[What to do]
What is needed here is an exact copy of all the entries below.

[Input for this task]
PR #211, opened 2017-08-29
Player 1380

dallen42:


js/google_ima.js
```diff
@@ -1572,6 +1641,17 @@ require("../html5-common/js/utils/utils.js");
           case eventType.USER_CLOSE:
           case eventType.SKIPPED:
           case eventType.COMPLETE:
+            if(_usingAdRules)
+            {
+              this.adResponseTime = new Date().valueOf();
+            }
+            var adSkipped = false;
+            if (adEvent.type == eventType.SKIPPED)
```
pilievOoyala: We try to do === on everything unless it specifically needs a ==

js/google_ima.js
```diff
@@ -1623,6 +1703,40 @@ require("../html5-common/js/utils/utils.js");
             }
 
             break;
+          case eventType.IMPRESSION:
+
+            this.currentImpressionTime = new Date().valueOf();
+            var loadTime = this.currentImpressionTime - this.adResponseTime;
+            var protocol = "VAST";
+            if (ad && ad.g && ad.g.vpaid == true)
```
pilievOoyala: Need a ===

js/google_ima.js
dallen42: fixed

js/google_ima.js
dallen42: fixed

js/google_ima.js
```diff
@@ -751,6 +760,7 @@ require("../html5-common/js/utils/utils.js");
        */
       var _onInitialPlayRequested = privateMember(function()
       {
+        this.initialPlayRequestTime = new Date().valueOf();
```
aeng7: Although valueOf returns the same thing as getTime, it looks like valueOf is usually reserved for Javascript internals. If there are other changes to be made to this file, can we also change calls to valueOf to getTime?

js/google_ima.js
```diff
@@ -1623,6 +1703,40 @@ require("../html5-common/js/utils/utils.js");
             }
 
             break;
+          case eventType.IMPRESSION:
+
+            this.currentImpressionTime = new Date().valueOf();
+            var loadTime = this.currentImpressionTime - this.adResponseTime;
```
aeng7: Did we want to track from ad request or ad response? Just double checking.

js/google_ima.js
```diff
@@ -1623,6 +1703,40 @@ require("../html5-common/js/utils/utils.js");
...
+            var protocol = "VAST";
+            if (ad && ad.g && ad.g.vpaid === true)
+            {
+              protocol = "VPAID";
+            }
+            var type = "unknown";
+            if (ad && ad.isLinear())
+            {
+              if (ad.getContentType().lastIndexOf("video", 0 ) === 0 )
```
aeng7: Does this check check all instances of video content type?

test/unit-test-helpers/mock_ima.js
```diff
@@ -15,6 +15,8 @@ google =
     },
     Ad : function()
     {   //see https://developers.google.com/interactive-media-ads/docs/sdks/html5/v3/apis#ima.Ad
+
+      this.g = { vpaid : false };
```
aeng7: What is this.g?

dallen42: It's a container in the Ad object returned by the sdk... Google does not provide a getter function for the vpaid property stored there for some reason, so I had to grab it from the object directly. See line 1711 in google_ima.js. I realize it is hackish, but it seemed the best way to tell if the ad was vpaid or not

js/google_ima.js
dallen42: That is the idea. I couldn't find a list of all possible values getContentType() returns. Most values seem to be of the format : <media type>/<file format>.  Where <media type> is a general class like video or image, and file format is mp3, png, etc...

test/unit-test-helpers/mock_ima.js
aeng7: That's fine, works for me!

js/google_ima.js
aeng7: Sounds good.

js/google_ima.js
dallen42: The Analytics Events MVP doc defines load time to be: time between Ad Request Success and STARTED/first frame. I took Ad Request Success to mean when that the ad response is retrieved without error, which is what this.adResponseTime stores.

PR #212, opened 2017-08-30
Player 1375

aeng7:
IMA plugin
-repurposed page level setting “vpaidMode” to allow the user to specify 'insecure' or 'disabled.' Default vpaidMode is 'enabled'
-Moved setting google.ima.settings to loadMetadata so that we can read the metadata/page level settings for the google.ima.settings


aeng7:
Closing this right now as it is not needed for 4.17.x

PR #215, opened 2017-09-11
[player-1545] Adding in variable to enable skippable ads for iOS10+

pilievOoyala:
Need to verify that iPad is still okay and that all events for exitingFullscreen get propogated to the rest of the player.  There also seems to be a race condition for trying to exit fullscreen but we are going to live with it for the moment as it's only for midroll, so we are going to advice customers only use prerolls if they want skippable ads.


aeng7:
@pilievOoyala will be fixing and adding unit tests

test/unit-test-helpers/mock_ima.js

[Solution below]
PR #211, opened 2017-08-29
Player 1380

dallen42:


js/google_ima.js
```diff
@@ -1572,6 +1641,17 @@ require("../html5-common/js/utils/utils.js");
           case eventType.USER_CLOSE:
           case eventType.SKIPPED:
           case eventType.COMPLETE:
+            if(_usingAdRules)
+            {
+              this.adResponseTime = new Date().valueOf();
+            }
+            var adSkipped = false;
+            if (adEvent.type == eventType.SKIPPED)
```
pilievOoyala: We try to do === on everything unless it specifically needs a ==

js/google_ima.js
```diff
@@ -1623,6 +1703,40 @@ require("../html5-common/js/utils/utils.js");
             }
 
             break;
+          case eventType.IMPRESSION:
+
+            this.currentImpressionTime = new Date().valueOf();
+            var loadTime = this.currentImpressionTime - this.adResponseTime;
+            var protocol = "VAST";
+            if (ad && ad.g && ad.g.vpaid == true)
```
pilievOoyala: Need a ===

js/google_ima.js
dallen42: fixed

js/google_ima.js
dallen42: fixed

js/google_ima.js
```diff
@@ -751,6 +760,7 @@ require("../html5-common/js/utils/utils.js");
        */
       var _onInitialPlayRequested = privateMember(function()
       {
+        this.initialPlayRequestTime = new Date().valueOf();
```
aeng7: Although valueOf returns the same thing as getTime, it looks like valueOf is usually reserved for Javascript internals. If there are other changes to be made to this file, can we also change calls to valueOf to getTime?

js/google_ima.js
```diff
@@ -1623,6 +1703,40 @@ require("../html5-common/js/utils/utils.js");
             }
 
             break;
+          case eventType.IMPRESSION:
+
+            this.currentImpressionTime = new Date().valueOf();
+            var loadTime = this.currentImpressionTime - this.adResponseTime;
```
aeng7: Did we want to track from ad request or ad response? Just double checking.

js/google_ima.js
```diff
@@ -1623,6 +1703,40 @@ require("../html5-common/js/utils/utils.js");
...
+            var protocol = "VAST";
+            if (ad && ad.g && ad.g.vpaid === true)
+            {
+              protocol = "VPAID";
+            }
+            var type = "unknown";
+            if (ad && ad.isLinear())
+            {
+              if (ad.getContentType().lastIndexOf("video", 0 ) === 0 )
```
aeng7: Does this check check all instances of video content type?

test/unit-test-helpers/mock_ima.js
```diff
@@ -15,6 +15,8 @@ google =
     },
     Ad : function()
     {   //see https://developers.google.com/interactive-media-ads/docs/sdks/html5/v3/apis#ima.Ad
+
+      this.g = { vpaid : false };
```
aeng7: What is this.g?

dallen42: It's a container in the Ad object returned by the sdk... Google does not provide a getter function for the vpaid property stored there for some reason, so I had to grab it from the object directly. See line 1711 in google_ima.js. I realize it is hackish, but it seemed the best way to tell if the ad was vpaid or not

js/google_ima.js
dallen42: That is the idea. I couldn't find a list of all possible values getContentType() returns. Most values seem to be of the format : <media type>/<file format>.  Where <media type> is a general class like video or image, and file format is mp3, png, etc...

test/unit-test-helpers/mock_ima.js
aeng7: That's fine, works for me!

js/google_ima.js
aeng7: Sounds good.

js/google_ima.js
dallen42: The Analytics Events MVP doc defines load time to be: time between Ad Request Success and STARTED/first frame. I took Ad Request Success to mean when that the ad response is retrieved without error, which is what this.adResponseTime stores.

PR #212, opened 2017-08-30
Player 1375

aeng7:
IMA plugin
-repurposed page level setting “vpaidMode” to allow the user to specify 'insecure' or 'disabled.' Default vpaidMode is 'enabled'
-Moved setting google.ima.settings to loadMetadata so that we can read the metadata/page level settings for the google.ima.settings


aeng7:
Closing this right now as it is not needed for 4.17.x

PR #215, opened 2017-09-11
[player-1545] Adding in variable to enable skippable ads for iOS10+

pilievOoyala:
Need to verify that iPad is still okay and that all events for exitingFullscreen get propogated to the rest of the player.  There also seems to be a race condition for trying to exit fullscreen but we are going to live with it for the moment as it's only for midroll, so we are going to advice customers only use prerolls if they want skippable ads.


aeng7:
@pilievOoyala will be fixing and adding unit tests

test/unit-test-helpers/mock_ima.js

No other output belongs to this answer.